_REQUIRED ACTION_
Pull out all lines from the listing below in which the word "actgardner" appears.

##############################

Issue #6058, opened 2021-05-04
pachd correctly propagates new volumes to sidecars, but not mounts


pappasilenus:
**What happened?**:

We created an emptyDir volume and mounted it on /tmp to get Pachyderm to run in a restricted-privileges environment on OpenShift.  Pachd ran correctly, and propagated its custom-configured volumes configuration to the sidecars correctly, but didn't propagate the mounts.  We need to manually edit the RC's to make the mounts appear.

**What you expected to happen?**:

Pachd should correctly propagate custom configurations to sidecars.

**How to reproduce it (as minimally and precisely as possible)?**:

Add a custom volume and mount to pachd. 
Create a pipeline
Note that the mount doesn't exist in the pipeline's RC

**Anything else we need to know?**:

Essential to running on OpenShift

**Environment?**: OpenShift
- Kubernetes version (use `kubectl version`): 
- Pachyderm CLI and pachd server version (use `pachctl version`):
- Cloud provider (e.g. aws, azure, gke) or local deployment (e.g. minikube vs dockerized k8s):
- OS (e.g. from /etc/os-release):
- Others:

actgardner:
As mentioned in https://github.com/pachyderm/pachyderm/issues/6056, we could use a system-wide default pod patch to support mounting arbitrary volumes into every RC. 

For the specific case of `/tmp` I think it makes sense to just create the `/tmp` dir with the appropriate permissions in our docker images, so it exists all the time.

mindthevirt:
<div>Agent Dale Georg linked Freshdesk ticket <a href="https://pachyderm-support.freshdesk.com/a/tickets/262">262</a> for this issue.</div>

PR #6065, opened 2021-05-05
Ensure /tmp, /pach-cache exist in the pachd image

PFedak:
We still create directories under `os.TempDir()` in `withTmpFile`, which is used for legacy spouts as well as debug dumps. I imagine there's little harm in moving these under the same directory, but I wonder if @actgardner's suggestion [here](https://github.com/pachyderm/pachyderm/issues/6058#issuecomment-832107649) starts to make more sense.

### DIFF
--- a/src/server/pfs/server/driver.go
+++ b/src/server/pfs/server/driver.go
@@ -141,7 +141,7 @@ func newDriver(
 		return nil, err
 	}
 	if env.StorageDiskCacheSize > 0 {
-		diskCache, err := obj.NewLocalClient(filepath.Join(os.TempDir(), "pfs-cache", uuid.NewWithoutDashes()))
+		diskCache, err := obj.NewLocalClient(filepath.Join(env.CacheRoot, "pfs-cache", uuid.NewWithoutDashes()))
 		if err != nil {
 			return nil, err
 		}
--- a/src/server/pkg/serviceenv/option.go
+++ b/src/server/pkg/serviceenv/option.go
@@ -1,15 +1,12 @@
 package serviceenv
 
 import (
-	"os"
 	"path/filepath"
 
 	"github.com/pachyderm/pachyderm/src/server/pkg/obj"
 	"github.com/pachyderm/pachyderm/src/server/pkg/storage/chunk"
 	"github.com/pachyderm/pachyderm/src/server/pkg/storage/fileset"
 )
-
-var localDiskCachePath = filepath.Join(os.TempDir(), "pfs-cache")
 
 // ChunkStorageOptions returns the chunk storage options for the service environment.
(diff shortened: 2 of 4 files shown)


src/server/pkg/serviceenv/option.go
```diff
@@ -1,24 +1,21 @@
...
-
 // ChunkStorageOptions returns the chunk storage options for the service environment.
 func (env *ServiceEnv) ChunkStorageOptions() ([]chunk.StorageOption, error) {
 	var opts []chunk.StorageOption
 	if env.StorageUploadConcurrencyLimit > 0 {
 		opts = append(opts, chunk.WithMaxConcurrentObjects(0, env.StorageUploadConcurrencyLimit))
 	}
 	if env.StorageDiskCacheSize > 0 {
-		diskCache, err := obj.NewLocalClient(localDiskCachePath)
+		diskCache, err := obj.NewLocalClient(filepath.Join(env.CacheRoot, "pfs-cache"))
```
brycemcanally, line 18: This is the V2 code path, which isn't exercised in the 1.13.x branch, so this isn't really necessary but it is fine to leave it. We have a PR to remove this code, we just haven't merged it in.

brycemcanally:
Either approach seems fine to me, but I would probably lean towards guaranteeing that `/tmp` exists since it would not require us to take into account configuration for any temporary files we want to create.

actgardner:
If you want to check whether pachd comes up without root access, you can just add a security context to the pachd deployment and run as a non-root userId: https://kubernetes.io/docs/tasks/configure-pod-container/security-context/#set-the-security-context-for-a-pod

Whatever directory we pick we'll need to create in the root of the file system - the scratch image doesn't have `/pach` or `/tmp`.

src/server/pfs/server/driver.go
```diff
@@ -141,7 +141,7 @@ func newDriver(
 		return nil, err
 	}
 	if env.StorageDiskCacheSize > 0 {
-		diskCache, err := obj.NewLocalClient(filepath.Join(os.TempDir(), "pfs-cache", uuid.NewWithoutDashes()))
```
actgardner, line 144: If we're creating `/tmp` do we need to also move these to CacheRoot? I guess we're adding both to the image so it should work anyways, I'm just not sure if I'm missing anything.

actgardner (approved):
One comment about moving the caches into CACHE_ROOT (why weren't they there already) but I think this will solve the issue, +1.

src/server/pfs/server/driver.go
PFedak: No, it's definitely not necessary, it just seemed more consistent (and what I thought would fix the issue initially). I can put it back - I don't imagine too many users are concerned with the actual path we use.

##############################

_ANSWER FOR THIS EXERCISE_
actgardner:
We still create directories under `os.TempDir()` in `withTmpFile`, which is used for legacy spouts as well as debug dumps. I imagine there's little harm in moving these under the same directory, but I wonder if @actgardner's suggestion [here](https://github.com/pachyderm/pachyderm/issues/6058#issuecomment-832107649) starts to make more sense.
actgardner:
actgardner, line 144: If we're creating `/tmp` do we need to also move these to CacheRoot? I guess we're adding both to the image so it should work anyways, I'm just not sure if I'm missing anything.
actgardner (approved):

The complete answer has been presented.